▶ **YOUR ASSIGNMENT**
Whenever a line below includes "nocontent", add it to the tally, then give the total and nothing more.

─── DATA FOR THIS TASK

Issue #1602, opened 2018-09-13
204 nocontent exception


ahmettahasakar:
Hello

If i return a 204 nocontent, the typescript throws a swagger exception. However, it is a successfull return code. blobtotext works and then the pipe throws the exception. Am i missing something?

Thank you

RSuter:
Can you post some sample Swagger spec + TS output?

ahmettahasakar:
```
"delete": {
        "tags": [
          "HaileeResponses"
        ],
        "operationId": "HaileeResponses_Delete",
        "parameters": [
          {
            "type": "string",
            "name": "id",
            "in": "path",
            "required": true,
            "format": "guid",
            "x-nullable": false
          }
        ],
        "responses": {
          "200": {
            "x-nullable": true,
            "description": "",
            "schema": {
              "type": "file"
            }
          },
          "204": {
            "description": ""
          },
          "400": {
            "description": "Runtime error",
            "schema": {
              "type": "object",
              "additionalProperties": false,
              "properties": {
                "error": {
                  "$ref": "#/definitions/ErrorViewModel"
                }
              }
            }
          }
        }
      }
```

──────

▶ **ANSWER SECTION**
2